Friends told him the cheap shares were a buying opportunity, so Cong became one of nearly 400,000 new stock investors in Vietnam last year. The record increase in amateur investors marks a turning point for the Southeast Asian frontier market, where locals who once poured cash into condos and savings accounts have pivoted to shares.
Some are chasing higher returns while others are investing their parents’ earnings or became securities hobbyists during the COVID lockdown, analysts say.
As in the U.S., where use of the Robinhood investment app rocketed among Americans stuck at home, Vietnamese have taken to smartphone apps to trade remotely.

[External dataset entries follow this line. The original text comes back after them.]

PR #503, opened 2023-06-09
Update url structure to remove /home

f-necas:
`home/*` is now redirected to `/*`.

- `/ `> `/news`
- `/home` > `/news` (:warning: formerly `/home` was redirected to `/home/search`. Seen with @tkohr ) 
- `home/news` > `/news`
- `home/organisations` > `/organisations`
- `home/search` > `/search`

### DIFF
--- a/apps/datahub/src/app/home/home-header/home-header.component.ts
+++ b/apps/datahub/src/app/home/home-header/home-header.component.ts
@@ -39,7 +39,7 @@ export class HomeHeaderComponent {
   ) {}
 
   displaySortBadges$ = this.routerFacade.currentRoute$.pipe(
-    map((route) => route.url[0].path === ROUTER_ROUTE_NEWS)
+    map((route) => route.url[0]?.path === ROUTER_ROUTE_NEWS)
   )
 
   isAuthenticated$ = this.authService
--- a/apps/datahub/src/app/home/home-header/home-header.component.ts
+++ b/apps/datahub/src/app/home/home-header/home-header.component.ts
@@ -39,7 +39,7 @@ export class HomeHeaderComponent {
   ) {}
 
   displaySortBadges$ = this.routerFacade.currentRoute$.pipe(
-    map((route) => route.url[0]?.path === ROUTER_ROUTE_NEWS)
+    map((route) => route.url[0].path === ROUTER_ROUTE_NEWS)
   )
 
   isAuthenticated$ = this.authService
--- a/apps/datahub/src/app/home/navigation-menu/navigation-menu.component.ts
+++ b/apps/datahub/src/app/home/navigation-menu/navigation-menu.component.ts
@@ -39,7 +39,7 @@ export class NavigationMenuComponent {
   activeLink$ = this.routerFacade.currentRoute$.pipe(
     map(
       (route) =>
-        this.tabLinks.find((tab) => tab.link === route.url[0].path) || {
+        this.tabLinks.find((tab) => tab.link === route.url[0]?.path) || {
           link: '',
           label: '',
         }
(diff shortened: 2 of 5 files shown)


tkohr:
Thanks for the efficient change @f-necas! Works as expected. Don't forget to adapt the tests;-)

apps/datahub/src/app/router/datahub-router.service.ts
```diff
@@ -29,16 +29,21 @@ export class DatahubRouterService {
     return [
       {
         path: '',
-        redirectTo: `${ROUTER_ROUTE_HOME}/${ROUTER_ROUTE_NEWS}`,
+        redirectTo: ROUTER_ROUTE_NEWS,
         pathMatch: 'full',
       },
       {
         path: ROUTER_ROUTE_HOME,
```
fgravin, line 36: There are 2 redirections for `ROUTER_ROUTE_HOME`, one should be useless then.

apps/datahub/src/app/router/datahub-router.service.ts
```diff
@@ -29,16 +29,21 @@ export class DatahubRouterService {
...
+        redirectTo: ``,
+        pathMatch: 'prefix',
+      },
+      {
+        path: '',
```
fgravin, line 46: Does it work if you just have one config for `''` path instead of 2 like here ?

f-necas: It does'nt. If I remove the 'full' one, slash path is broken, and if I remove the 'prefix' it's new/search/org which is broken.

apps/datahub/src/app/router/datahub-router.service.ts
f-necas: The one that redirect to news is, in sort of, useless. It's just in the case if someone hit the `/home/` path.  I don't know if there will be some redirection to this old path from other websites/softwares, but let it in case it does. 
Should I remove it ?

fgravin: IMO yes cause nobody goes to `/home`, either they went to `/` or `/home/news`

f-necas: /Home removed

tkohr (approved):
Retested it and works fine besides the pure `/home` redirect which should not occur. Thanks for the cleanup of the `ROUTER_ROUTE_HOME` leftovers!

apps/datahub/src/app/home/home-header/home-header.component.ts
```diff
@@ -39,7 +39,7 @@ export class HomeHeaderComponent {
   ) {}
 
   displaySortBadges$ = this.routerFacade.currentRoute$.pipe(
-    map((route) => route.url[0].path === ROUTER_ROUTE_NEWS)
+    map((route) => route.url[0]?.path === ROUTER_ROUTE_NEWS)
```
fgravin, line 42: What was the issue about this ?

apps/datahub/src/app/home/navigation-menu/navigation-menu.component.ts
```diff
@@ -39,7 +39,7 @@ export class NavigationMenuComponent {
   activeLink$ = this.routerFacade.currentRoute$.pipe(
     map(
       (route) =>
-        this.tabLinks.find((tab) => tab.link === route.url[0].path) || {
+        this.tabLinks.find((tab) => tab.link === route.url[0]?.path) || {
```
fgravin, line 42: same ?

fgravin (commented):
I've made some improvements, in term of clarity
Please check if it works as expected and adapt the test.
Thanks

apps/datahub/src/app/home/navigation-menu/navigation-menu.component.ts
f-necas: With my fist attempt, when `/home` was hit, some errors were displayed in the console and a blank page appeared.
it doesn't happen with your imrovements. Thansk @fgravin !

fgravin (approved):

“During COVID I had some time to work from home, so I had time to do other things,” said Cong, who has a day job as an engineer. He downloaded the SSI trading app to track his holdings and said he checks it four times a day.
Professional traders say the new wave of mom-and-pop investors is flooding Vietnam’s stock market for three reasons: Interest rates have dropped, pushing deposit holders to seek returns elsewhere; Vietnamese have more cash to invest, from entrepreneurs who shut down businesses during the pandemic to children who have inherited wealth from the generation that started companies in the 1980s; and social distancing over the past year, which has kept people indoors and on their smartphones, has given cash-rich Vietnamese an opportunity to check out the stock market.
In 2020, the Vietnam Securities Depository counted 2.7 million domestic individual accounts, a record jump of 16.8% versus 2019. The trend has continued this year, with 86,000 trading accounts opened in January alone, higher than any month in 2020.
“We haven’t seen this kind of rush of people opening accounts and moving their money from banks before,” Lim Shiu Beng, deputy general director of brokerage firm SBBS, told Nikkei Asia.
Even as some fret that stocks are getting frothy, Lim says retail investors are becoming more informed and predicts that changes to the market will justify a doubling or tripling of trading volumes in the next few years.
The government aims to have Vietnam upgraded from frontier to emerging market status on the MSCI and FTSE share indexes. That will require loosening restrictions, however, such as allowing greater foreign ownership and intraday trading.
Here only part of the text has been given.